You and they will enjoy time on the hill WAY more that way! Trust us on this!

Lessons, lessons, lessons!


----------



## Argo (Feb 25, 2010)

In Canadian - Eh, get a lesson eh....... 

French Canadian - Obtenir une leçon!


----------



## chomps1211 (Mar 30, 2011)

Argo said:


> In Canadian - Eh, get a lesson eh.......


Lol! That's the same in "Yooper" too! (...Upper Penninsula coloaquial!)


----------



## Jollybored (Nov 7, 2011)

If you are quite athletic you should be fine. 

Nothing like giving it a go to be honest; you can watch all the videos on the videotube but actually experiencing it is a whole nother story


----------



## kaborkian (Feb 1, 2010)

Buy some tailbone protection!

Big guys hit harder. You WILL go from standing to sitting on the ground many many many times, with force.

Skeletools would be my first choice, followed closely by Hillbilly buttpads


----------



## 24WERD (May 9, 2012)

you have to visualize what your body has to do when it is on the slopes.

That is key.

After that it all equipment. (not really, but it helps)
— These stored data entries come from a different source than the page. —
PR #223, opened 2018-08-30
Remove text stating C.ADDI4SPN is RV32C/RV64C-only

T-J-Teru:
The paragraph of text describing C.ADDI4SPN states the instruction is
RV32C/RV64C-only, but the opcode map indicates the instruction is
available for RV128C too.  This change updates the descriptive text,
assuming that the opcode map is correct.


aswaterman:
Yes, this looks like an editing error.  (Note RV128C isn't yet frozen, so anything could happen, but for the time being C.ADDI4SPN is part of it.)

Try a rocker board first. makes it easier .


----------



## MarshallV82 (Apr 6, 2011)

chomps1211 said:


> Lol! That's the same in "Yooper" too! (...Upper Penninsula coloaquial!)
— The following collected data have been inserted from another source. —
PR #244, opened 2018-10-19
adding counter overflow interrupt facility

allenjbaum:
This adds a counter overflow facility for all counters. The timer is grandfathered in as it effectively already has an overflow interrupt. This piggybacks on that interrupt cause, with new CSR that identifies which counter(s) overflowed. It is completely backwards compatible with existing implementations.

### DIFF
--- a/src/machine.tex
+++ b/src/machine.tex
@@ -1681,6 +1681,91 @@ the memory-mapped {\tt mtime} register, or hard-wire the TM bit in
 and emulate this functionality in M-mode software.
 \end{commentary}
 
+\subsection{Counter Interrupts ({\tt mtip})}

I'm working with a couple from the upper peninsula, I always make references to them from that movie.

Escanaba in da Moonlight right?

Anyway, 

Keep watching the youtube vids, maybe go once or twice and see how you fair, if not well get some lessons. They help if they're more than babysitter type that really isn't that interested in helping people. 
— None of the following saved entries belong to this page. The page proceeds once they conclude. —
PR #565, opened 2020-08-14
Change "reserved for custom" to "available for custom"

jhauser-us:
In Volume I, section 1.3, "RISC-V ISA Overview", the words *reserved* and *custom* are defined as disjoint categories.  I believe the phrase "reserved for custom use" undermines the meaning we usually want to convey with the word *reserved*.


aswaterman:
Do you think "available" sufficiently connotes that "standard extensions will not use this space"?  "Reserved" seems to me to get that point across more clearly.

kasanovic:
I agree "available" sounds too weak.  I'd suggest "designated" or "allocated" instead.

aswaterman:
Superseded by #566.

Check around and make sure you get a good guy.


----------



## neachdainn (Dec 8, 2012)

Lessons! Friends are shitty instructors, because half the time they are thinking about how much fun they could be having if they weren't helping your sorry ass down the hill 

but seriously... instructors are amazing.. even if its just 1 or 2 lessons to get the basics - its well worth it.


----------



## snowblaze (Nov 12, 2013)

chomps1211 said:


> Lots of marriages, friendships and relationships do not survive the "teaching" phase with sig. other! Pay a qualified instructor to do the hard and or frustrating parts of teaching. Then save the Fun of practicing those skills and riding for the friend or significant other!
> 
> You and they will enjoy time on the hill WAY more that way! Trust us on this!
> 
> Lessons, lessons, lessons!


You seem to be right. My friend wants to teach me but I will refuse, he's gonna be bored so much.



Argo said:


> In Canadian - Eh, get a lesson eh.......
> 
> French Canadian - Obtenir une leçon!


"Prendre un cours" seems to be more accurate to be honest, eh! *chuckle, chuckle* :laugh:


Will definitely take lessons with a private instructor ASAP. I was wondering also if the K2 Brigade Wide is a good snowboard for newbies like me. Thanks.

-Snowblaze


----------



## wrathfuldeity (Oct 5, 2007)

learn how to fall...so you don't break something


----------



## chomps1211 (Mar 30, 2011)

MarshallV82 said:


> I'm working with a couple from the upper peninsula, I always make references to them from that movie.
> 
> Escanaba in da Moonlight right?


Hahahhaha! Excellent! Don't let them kid you either! They _do_ talk like that up there!! LOL! 





MarshallV82 said:


> Check around and make sure you get a good guy.


+1 :thumbsup: Just cuz they can ride, don't mean they can teach! If first guy not to your liking, not helpful or instructive? Ask for different guy/girl!


----------